Шейн откидывает голову назад. Она действительно, ощутимо двигается. Он приходит в себя, обнимает мою сестру за талию и целует ее в висок.

— Ты слышала это, детка? Они находятся на стадии увлечения новыми отношениями. Нам понадобилась целая вечность, чтобы наконец пройти через это, помнишь?

— Угу, — произносит Сиенна, кивая в знак согласия.

— Думаю, ты вернула нас в это состояние своей ерундой «никакого секса за неделю до свадьбы».

На лице Сиенны мелькает раздражение, но она быстро его скрывает.

— Я просто подумала, что это будет весело и романтично.

Шейн хмурится.

— Это не так.

Над нами воцаряется тишина. Где-то еще в доме слышны звуки телевизора, негромкий гул разговоров, но здесь, на этой кухне, только неловкий воздух, густой и разрезаемый на кусочки.

— О! — Сиенна вскидывает руки. Она благодарна за то, что вспомнила о чем-то, за то, что у нее есть причина броситься к своей огромной сумке, стоящей на кухонном стуле. — У меня есть ваш маршрут на неделю.

Она вкладывает мне в руку лист текстурированной бумаги цвета слоновой кости размером 8,5 на 11 дюймов. Она соответствует той, на которой было напечатано ее свадебное приглашение.

Маршрут свадебной недели:

Воскресенье — Путешествие и пляж/костер

Понедельник — Приезд папы; ужин

Вторник — Сбор подарков «спасибо вам»; вечеринка в доме Шейна

Среда — Круиз на закате

Четверг — Спа-день для девочек; рыбацкая лодка для мальчиков

Пятница — Репетиционный ужин

Суббота — Свадьба

— Это выглядит, — я нахожу глаза сестры, горящие, как рождественская елка, — весело.

Я не лгу.
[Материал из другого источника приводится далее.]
PR #1797, opened 2017-10-06
[MRG] Stopgap for conditional cython import

### LINKED ISSUE #1783: Issues with khmer as a dependency unless Cython explicitly listed as sub-dependency
Cython is not a run-time dependency for khmer, nor strictly a build-time dependency. Only developers that modify the Cython code need to be able to convert the Cython to C++ that can then be distributed and built as part of the normal installation process, without Cython.

That's the idea at least. In practice, it's not working out quite like that. We've had to add Cython to `doc/requirements.txt` to get the ReadTheDocs build to complete successfully. And now, I'm encountering another problem with kevlar citing khmer as a dependency. I've noticed that whenever I install kevlar on a fresh system, I can't just `pip install cython networkx pysam git+https://github.com/dib-lab/khmer.git`, I have to do `pip install cython` and then `pip install git+https://github.com/dib-lab/khmer.git` in a subsequent step. If not, all of the dependencies get treated equally, and for some reason khmer is always processed before Cython and we end up with this.

```
  File "<string>", line 1, in <module>
  File "/tmp/pip-i4qz_p93-build/setup.py", line 230, in <module>
      EXTENSION_MODS = cythonize(EXTENSION_MODS,
  NameError: name 'cythonize' is not defined
```

[asciicast](https://asciinema.org/a/137583)

In the khmer ReadTheDocs build, we got around this by adding Cython to the `doc/requirements.txt` so that the requirement is processed and installed before any khmer code is looked at. But in the kevlar ReadTheDocs build, this isn't possible. I have to place Cython and kevlar in the same list of dependencies, and khmer gets processed first. I can even add Cython as a dependency to kevlar, but khmer will still fail and bork the entire build.

Is there any way to fix this without adding Cython as an explicit dependency to khmer? Are there any arguments against doing so?

standage:
The current `setup.py` file is a bit schizophrenic with respect to Cython. The `cythonize` function is conditionally imported, but is unconditionally called. This makes it impossible for packaging and installation systems without cython installed to even parse the file without failing.

This pull request introduces a temporary fix to this problem by making the call to `cythonize` conditional and then adding Cython as an explicit setup requirement.

Eventually we'll want to do this more cleanly, but for now this PR fixes #1783 and similar problems where calling Cython without making sure it's installed can be problematic.

- [x] Is it mergeable?
  changes were made?

### DIFF
--- a/setup.py
+++ b/setup.py
@@ -64,14 +64,14 @@ ez_setup.use_setuptools(version="3.4.1")
 
 CMDCLASS = versioneer.get_cmdclass()
 
-HAS_CYTHON = False
 try:
     import Cython
     from Cython.Build import cythonize
     HAS_CYTHON = True
+    cy_ext = 'pyx'
 except ImportError:
-    pass
-cy_ext = 'pyx' if HAS_CYTHON else 'cpp'
+    HAS_CYTHON = False
+    cy_ext = 'cpp'
 
 # strip out -Wstrict-prototypes; a hack suggested by
 # http://stackoverflow.com/a/9740721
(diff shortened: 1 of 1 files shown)


standage:
Ready for review! @luizirber @betatim @camillescott @ctb

betatim:
Comparing to http://cython.readthedocs.io/en/latest/src/reference/compilation.html#distributing-cython-modules this looks like a permanent/recommended fix to me.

Это выглядит как неделя смеха, волос, пахнущих дымом, кремом для загара и солью. Загорелая кожа и песок на пальцах ног.

— Приятно слышать, — говорит Сиенна, — потому что я уже все забронировала. И, Клейн… — Она смотрит поверх моей головы. Я не вижу этого мужчину, но каждая частичка меня знает, что он здесь, чувствует это с повышенным осознанием, с которым я не уверена, что мне комфортно. — Я знаю, что ты не участвуешь в свадебном торжестве, но я включила тебя во все занятия. Надеюсь, ты не против.

— Спасибо, что включила меня, — вежливо отвечает Клейн, и его глубокий голос обволакивает меня. — Это было очень мило с твоей стороны.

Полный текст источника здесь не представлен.